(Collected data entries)
*** Block opens ***

Issue #8611, opened 2019-01-11
PIDPartition grows on :already_registered errors from Registry.register


fhunleth:
### Environment

* Elixir & Erlang/OTP versions (elixir --version): Elixir 1.7.4, Erlang 21
* Operating system: Linux

### Current behavior

If I run the following and watch the size of the ETS UniqueTest.PIDPartition0 table, it'll grow a row on every call to `register` even though all but the first one return an error.
```
iex(3)> Registry.start_link(keys: :unique, name: UniqueTest)
{:ok, #PID<0.128.0>}
iex(4)> Registry.register(UniqueTest, "hello", [])
{:ok, #PID<0.129.0>}
iex(5)> Registry.register(UniqueTest, "hello", [])
{:error, {:already_registered, #PID<0.107.0>}}
iex(6)> Registry.register(UniqueTest, "hello", [])
{:error, {:already_registered, #PID<0.107.0>}}
iex(7)> Registry.register(UniqueTest, "hello", [])
{:error, {:already_registered, #PID<0.107.0>}}
iex(8)> :ets.i()
 id              name              type  size   mem      owner
 ----------------------------------------------------------------------------
 #Ref<0.3405087786.1607073797.255116> 'Elixir.UniqueTest.KeyPartition0' set   1      1340     'Elixir.UniqueTest.PIDPartition0'
 #Ref<0.3405087786.1607073797.255117> 'Elixir.UniqueTest.PIDPartition0' duplicate_bag 4      1392     'Elixir.UniqueTest.PIDPartition0'
```

It looks like this behavior is intentional since the `:already_registered` error case is called out here: https://github.com/elixir-lang/elixir/blob/v1.7.4/lib/elixir/lib/registry.ex#L895. 

I'd like to keep PIDPartition from growing since it got quite large on a long running system. The code that blindly calls `Registry.register` is unfortunately not too smart and it's hard to make it know beforehand whether it has already registered a key or not. Calling `Registry.unregister` on `:already_registered` errors cleans up too much so I can't do that.

### Expected behavior

The ETS PIDPartition doesn't grow unbounded on `:already_registered` errors.

Sadly, simply adding `:ets.delete_object` on this error case didn't work since it deletes all matching rows (the table is a duplicate_bag).

josevalim:
[...]

PR #8616, opened 2019-01-12
Fix ETS leak in Registry.register (#8611)

fhunleth:
This fixes an issue where a registry's PIDPartition table would gain an
entry each time after the first call to Registry.register on a unique
registry.

The handler for :already_registered errors did not clean up the entry
that was initially added to the PIDPartition table. The fix is to delete
the new entry. Since the ets table is a duplicate_bag, it's not possible
to delete only the one entry. However, since the registry is :unique,
there was exactly one entry before the call so the code deletes all
matching entries and adds one back.

### DIFF
--- a/lib/elixir/lib/registry.ex
+++ b/lib/elixir/lib/registry.ex
@@ -922,6 +922,11 @@ defmodule Registry do
         ok
 
       {:error, {:already_registered, ^self}} = error ->
+        # This is an error for the :unique case, so there are two entries.
+        # :ets.delete_object deletes both since pid_ets is a :duplicate_bag so
+        # add one back.
+        true = :ets.delete_object(pid_ets, {self, key, key_ets})
+        true = :ets.insert(pid_ets, {self, key, key_ets})
         error
 
       {:error, _} = error ->
--- a/lib/elixir/test/elixir/registry_test.exs
+++ b/lib/elixir/test/elixir/registry_test.exs
@@ -261,6 +261,41 @@ defmodule RegistryTest do
         {:ok, pid} = Agent.start_link(fn -> 0 end, name: name)
         assert Registry.lookup(registry, "hello") == [{pid, :value}]
       end
+
+      test "doesn't grow ets on already_registered",
+           %{registry: registry, partitions: partitions} do
+        assert sum_pid_entries(registry, partitions) == 0
+
+        {:ok, pid} = Registry.register(registry, "hello", :value)
+        assert is_pid(pid)
+        assert sum_pid_entries(registry, partitions) == 1
+
+        {:ok, pid} = Registry.register(registry, "world", :value)
+        assert is_pid(pid)
+        assert sum_pid_entries(registry, partitions) == 2
+
+        assert {:error, {:already_registered, pid}} = Registry.register(registry, "hello", :value)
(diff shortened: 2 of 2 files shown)


lib/elixir/lib/registry.ex
```diff
@@ -922,6 +922,11 @@ defmodule Registry do
         ok
 
       {:error, {:already_registered, ^self}} = error ->
+        # This is an error for the :unique case, so there are two entries.
+        # :ets.delete_object deletes both since pid_ets is a :duplicate_bag so
+        # add one back.
+        true = :ets.delete_object(pid_ets, {self, key, key_ets})
```
josevalim: Unfortunately this is a race condition. Because we have a key registered under `self()`, if this process happens to crash right after deleting here due to a link, its key will never be removed. I believe the proper fix is to do what @michalmuskala suggested and replace [this line](https://github.com/elixir-lang/elixir/blob/77e36f5b98d33cc2d1cbb02fbda572576cb84bce/lib/elixir/lib/registry.ex#L914) by `insert_new` and return `{:error, {:already_registered, self()}}` straight away.

fhunleth:
Update: I've push some minor fixes to the unit tests, but nothing to fix the handling of the core issue. I started down the counter path as described in the #8611, but that needs modifications in a few other places an is failing quite a few tests. Will pick up on this tomorrow.

lib/elixir/lib/registry.ex
adkron: I tried to use `insert_new` to create a cleanup callback that would only delete when `insert_new` returned true. I ran into a lot of failing tests and didn't get a chance to jump back to it. 

@fhunleth, did you have failures like:

~~~bash
 23) test unique with 8 partitions allows process unregistering (RegistryTest)
     test/elixir/registry_test.exs:184
     Assertion with == failed
     code:  assert Registry.keys(registry, self()) |> Enum.sort() == ["hello", "world"]
     left:  ["hello"]
     right: ["hello", "world"]
     stacktrace:
       test/elixir/registry_test.exs:189: (test)

.............

 24) test duplicate with 1 partition compares using matches (RegistryTest)
     test/elixir/registry_test.exs:300
     Assertion with == failed
     code:  assert Registry.keys(registry, self()) |> Enum.sort() == [1, 1.0]
     left:  [1.0]
     right: [1, 1.0]
     stacktrace:
       test/elixir/registry_test.exs:303: (test)
~~~

That is just the last two because I thought putting them all in here would be a terrible plan.

fhunleth: Yes, I ran into that. There's some more conversation on the linked issue. The current plan of attack is to add a unique number to the tuple that gets put in ETS so that it can be deleted on fail (José's original idea). I got waylaid by work or I'd be continuing down that path. It needs a bunch of updates to other code to make it work, though.

josevalim:
Ping. :)

fhunleth:
Hey - so sorry for not getting back on this. I ended up removing the calls that caused the leak since I was in a crunch. I'm too busy this week and next to make progress. Feel free to close and then when I get more time, I can re-open.

josevalim:
Thanks @fhunleth! I will close this for now then, in case someone else wants to tackle it. Feel free too reopen or repush any time!

PR #8621, opened 2019-01-14
Default to UTC in DateTime.from_naive,from_naive!

wojtekmach:
This is especially useful in tests where all we have to do now is write:

```elixir
DateTime.from_naive!(~N[2019-01-01 00:00:00])
```

Of course all we're doing here is typing less characters than explicitly setting UTC, so I think this PR is more of an opening to a discussion if making this more convenient is worth pursuing. If this is annoying to people, I believe a suggestion at some point was to have users write their own wrappers for this function (e.g. a custom ~Z sigil)

### DIFF
--- a/lib/elixir/lib/calendar/datetime.ex
+++ b/lib/elixir/lib/calendar/datetime.ex
@@ -247,7 +247,7 @@ defmodule DateTime do
 
   def from_naive(
         naive_datetime,
-        time_zone,
+        time_zone \\ "Etc/UTC",
         time_zone_database \\ Calendar.get_time_zone_database()
       )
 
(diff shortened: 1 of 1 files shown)


josevalim:
The counter-argument is that timezone is essential to DateTime, so hiding it is not very helpful.

/cc @lau

wojtekmach:
@josevalim good point.

Btw, I was looking at other functions that might take this default and I thought there were none, however I missed the new `DateTime.now/1,2`. So, if this PR is accepted, should there be a `DateTime.now/0` with the same default? That's less desirable as there's already a `DateTime.utc_now`. I'll keep this open for now but I gotta say I'm a bit less convinced now myself :)

lau:
The time zone is very important. I think default data can be dangerous and lead to insidious bugs. What if you are writing code and want to create DateTimes and you accidentally forget to pass the time zone? Then it defaults to UTC instead of the time zone it was supposed to be. This can lead to hidden bugs.

I wrote about something related here: http://www.creativedeletion.com/2019/01/08/data-types-assumptions.html

wojtekmach:
Thanks for feedback @lau!

PR #9234, opened 2019-07-22
Improve typespecs for Registry.start_link/1 and Registry.child_spec/1.

derekkraan:
I noticed that `child_spec/1` was missing a typespec, and "opts" seemed a little mysterious. This PR adds the missing typespec for `child_spec/1` and also cleans up the typespec for `start_link/1` (I'm not sure why that `when` was there, but it looks incorrect).

### DIFF
--- a/lib/elixir/lib/registry.ex
+++ b/lib/elixir/lib/registry.ex
@@ -209,6 +209,14 @@ defmodule Registry do
   @typedoc "A full match spec used when selecting objects in the registry"
   @type spec :: [{match_pattern, guards, body}]
 
+  @typedoc "Options used for child_spec/1 and start_link/1"
+  @type start_option ::
+          {:keys, keys}
+          | {:name, registry}
+          | {:partitions, pos_integer}
+          | {:listeners, [atom]}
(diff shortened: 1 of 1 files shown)


lib/elixir/lib/registry.ex
```diff
@@ -209,6 +209,15 @@ defmodule Registry do
...
   @type spec :: [{match_pattern, guards, body}]
 
+  @typedoc "Options used for child_spec/1 and start_link/1"
+  @type options :: [
+          keys: keys,
+          name: registry,
+          partitions: pos_integer,
+          listeners: [atom],
+          meta: [{meta_key, meta_value}]
+        ]
```
whatyouhide: I think that the pattern that we usually use is:

```elixir
@type option :: {:keys, keys} | {:name, registry} | ...

@spec start_link([option]) :: ...
```

Wdyt?

whatyouhide: Also, I'd probably call this `start_option` instead. :)

derekkraan: @whatyouhide updated with your suggestions

josevalim:

PR #9236, opened 2019-07-23
Piping into unary and binary operator deprecation fixes

hassanshaikley:
This test should be uncommented now!

😄

### DIFF
--- a/lib/elixir/lib/macro.ex
+++ b/lib/elixir/lib/macro.ex
@@ -277,23 +277,20 @@ defmodule Macro do
   end
 
   def pipe(expr, {op, line, args} = op_args, integer) when is_list(args) do
-    if is_atom(op) and Identifier.unary_op(op) != :error do
-      raise ArgumentError,
-            "cannot pipe #{to_string(expr)} into #{to_string(op_args)}, " <>
-              "piping into a unary operator is deprecated, please use the qualified name. " <>
-              "For example, Kernel.+(5), instead of +5"
-    else
-      {op, line, List.insert_at(args, integer, expr)}
-    end
-  end
+    cond do
+      is_atom(op) and Identifier.unary_op(op) != :error ->
+        raise ArgumentError,
+              "cannot pipe #{to_string(expr)} into #{to_string(op_args)}, " <>
+                "piping into a unary operator is deprecated, please use the qualified name. " <>
+                "For example, Kernel.+(5), instead of +5"
 
-  def pipe(expr, {call, line, args} = call_args, integer) when is_list(args) do
-    if is_atom(call) and Identifier.binary_op(call) != :error do
-      raise ArgumentError,
-            "cannot pipe #{to_string(expr)} into #{to_string(call_args)}, " <>
-              "the #{to_string(call)} operator can only take two arguments"
-    else
-      {call, line, List.insert_at(args, integer, expr)}
+      is_atom(op) and Identifier.binary_op(op) != :error ->
+        raise ArgumentError,
+              "cannot pipe #{to_string(expr)} into #{to_string(op_args)}, " <>
+                "the #{to_string(op)} operator can only take two arguments"
+
+      true ->
+        {op, line, List.insert_at(args, integer, expr)}
     end
   end
 
--- a/lib/elixir/lib/macro.ex
+++ b/lib/elixir/lib/macro.ex
@@ -276,6 +276,17 @@ defmodule Macro do
     {call, line, List.insert_at([], integer, expr)}
   end
 
+  def pipe(expr, {op, line, args} = op_args, integer) when is_list(args) do
+    if is_atom(op) and Identifier.unary_op(op) != :error do
+      raise ArgumentError,
+            "cannot pipe #{to_string(expr)} into #{to_string(op_args)}, " <>
+              "piping into a unary operator is deprecated, please use the qualified name. " <>
+              "For example, Kernel.+(5), instead of +5"
+    else
+      {op, line, List.insert_at(args, integer, expr)}
+    end
+  end
+
   def pipe(expr, {call, line, args} = call_args, integer) when is_list(args) do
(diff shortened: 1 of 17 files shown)


fertapric:
I think the tests are passing because `Macro.pipe` interpret it as a binary operator. The error in `Macro.pipe` is a bit confusing because it says: 

> cannot pipe 1 into +1, the :+ operator can only take two arguments

And the `|>` macro emits a warning and an error:

```elixir
iex(1)> 1 |> + 1
warning: piping into a unary operator is deprecated, please use the qualified name. For example, Kernel.+(5), instead of +5
  iex:1

** (ArgumentError) cannot pipe 1 into +1, the :+ operator can only take two arguments
    (elixir) lib/macro.ex:155: Macro.pipe/3
    (stdlib) lists.erl:1263: :lists.foldl/3
    (elixir) expanding macro: Kernel.|>/2
    iex:1: (file)
```

I would suggest to detect unary operators in `Macro.pipe` and raise a message similar to the warning above (`piping into a unary operator is deprecated, please use the qualified name. For example, Kernel.+(5), instead of +5`) and remove the warning from `|>`. Thoughts?

josevalim:
> I would suggest to detect unary operators in Macro.pipe and raise a message similar to the warning above (piping into a unary operator is deprecated, please use the qualified name. For example, Kernel.+(5), instead of +5) and remove the warning from |>. Thoughts?

Agreed.

fertapric:
> I would suggest to detect unary operators in `Macro.pipe` and raise a message similar to the warning above (`piping into a unary operator is deprecated, please use the qualified name. For example, Kernel.+(5), instead of +5`) and remove the warning from `|>`. Thoughts?

@hassanshaikley are you going to work on this? 🙂

hassanshaikley:
@fertapric yes! I am going to work on this!

hassanshaikley:
@fertapric @josevalim how does that look?

lib/elixir/lib/macro.ex
```diff
@@ -276,6 +276,17 @@ defmodule Macro do
     {call, line, List.insert_at([], integer, expr)}
   end
 
+  def pipe(expr, {op, line, args} = op_args, integer) when is_list(args) do
```
fertapric: I believe this is going to match first and it won't emit errors for binary operators. For example, this is not going to fail and it should: `Macro.pipe(1, quote(do: [] ++ []), 0)`

I would move the `if` inside the clause below.

fertapric:
@hassanshaikley This warning needs to be removed too: https://github.com/elixir-lang/elixir/blob/master/lib/elixir/lib/kernel.ex#L3410-L3420

lib/elixir/lib/macro.ex
```diff
@@ -276,13 +276,21 @@ defmodule Macro do
...
   end
 
-  def pipe(expr, {call, line, args} = call_args, integer) when is_list(args) do
-    if is_atom(call) and Identifier.binary_op(call) != :error do
-      raise ArgumentError,
-            "cannot pipe #{to_string(expr)} into #{to_string(call_args)}, " <>
-              "the #{to_string(call)} operator can only take two arguments"
-    else
-      {call, line, List.insert_at(args, integer, expr)}
+  def pipe(expr, {op, line, args} = op_args, integer) when is_list(args) do
```
hassanshaikley: I think the variable name `op` is misleading as it could be an `op` or a `call`. Not sure what to do.

lib/elixir/test/elixir/macro_test.exs
```diff
@@ -776,7 +776,7 @@ defmodule MacroTest do
       Macro.pipe(1, {:ok}, 0)
     end
 
-    assert_raise ArgumentError, ~r"cannot pipe 1 into 1 \+ 1", fn ->
+    assert_raise ArgumentError, ~r"cannot pipe 1 into 1 \+ 1, piping into a unary", fn ->
```
fertapric: Oh! I approved too fast. This assertion should not be "piping into a unary". it should say that the `+` operator can only take two arguments. To do that you can check the length of the args.

hassanshaikley: Okay!

I just pushed a change.  Let me know what you think.

hassanshaikley:
tests seems to have failed on CI even though they pass locally.

lib/elixir/lib/macro.ex
```diff
@@ -276,13 +276,21 @@ defmodule Macro do
...
+    cond do
+      is_atom(op) and Identifier.unary_op(op) != :error and length(args) == 1 ->
+        raise ArgumentError,
+              "cannot pipe #{to_string(expr)} into #{to_string(op_args)}, " <>
+                "the #{to_string(op)} operator can only take two arguments. " <>
```
fertapric: Unary operators can only take one argument. Here is my suggestion:

```elixir
def pipe(_expr, {op, _line, [arg]}, _integer) when op == :+ or op == :- do
  raise ArgumentError,
        "piping into a unary operator is not supported, please use the qualified name: " <>
          "Kernel.#{op}(#{to_string(arg)}), instead of #{op}#{to_string(arg)}"
end

def pipe(expr, {op, line, args} = op_args, integer) when is_list(args) do
  cond do
    is_atom(op) and Identifier.unary_op(op) != :error ->
      raise ArgumentError,
            "cannot pipe #{to_string(expr)} into #{to_string(op_args)}, " <>
              "the #{to_string(op)} operator can only take one argument"

    is_atom(op) and Identifier.binary_op(op) != :error ->
      raise ArgumentError,
            "cannot pipe #{to_string(expr)} into #{to_string(op_args)}, " <>
              "the #{to_string(op)} operator can only take two arguments"

    true ->
      {op, line, List.insert_at(args, integer, expr)}
  end
end
```

hassanshaikley: Ah, that makes more sense!

josevalim:

PR #9237, opened 2019-07-23
Remove newline in Example for Agent.start

hassanshaikley:
This seems inconsistent with the rest of the docs.


lib/elixir/lib/agent.ex
```diff
@@ -260,7 +260,6 @@ defmodule Agent do
       iex> {:ok, pid} = Agent.start_link(fn -> 42 end)
       iex> Agent.get(pid, fn state -> state end)
       42
```
josevalim: The line means they are different examples and can be run in isolation. It is important to keep it. :)

hassanshaikley: Oh, woops! My bad 😄

PR #9238, opened 2019-07-23
Fix typos

aerosol:
Just some :nail_care:


whatyouhide:
Thank you @aerosol! 💟

PR #9240, opened 2019-07-24
Replace distillery reference with `mix release`

gerbal:
Update docs on `Elixir.Application` to recommend building releases with `mix release` instead of distillery.


whatyouhide:
Thanks @gerbal! 💟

*** Block closes ***

> _Task description_
Going through the entries, return every line holding the word "docs".

> _Answer space_
This seems inconsistent with the rest of the docs.
Update docs on `Elixir.Application` to recommend building releases with `mix release` instead of distillery.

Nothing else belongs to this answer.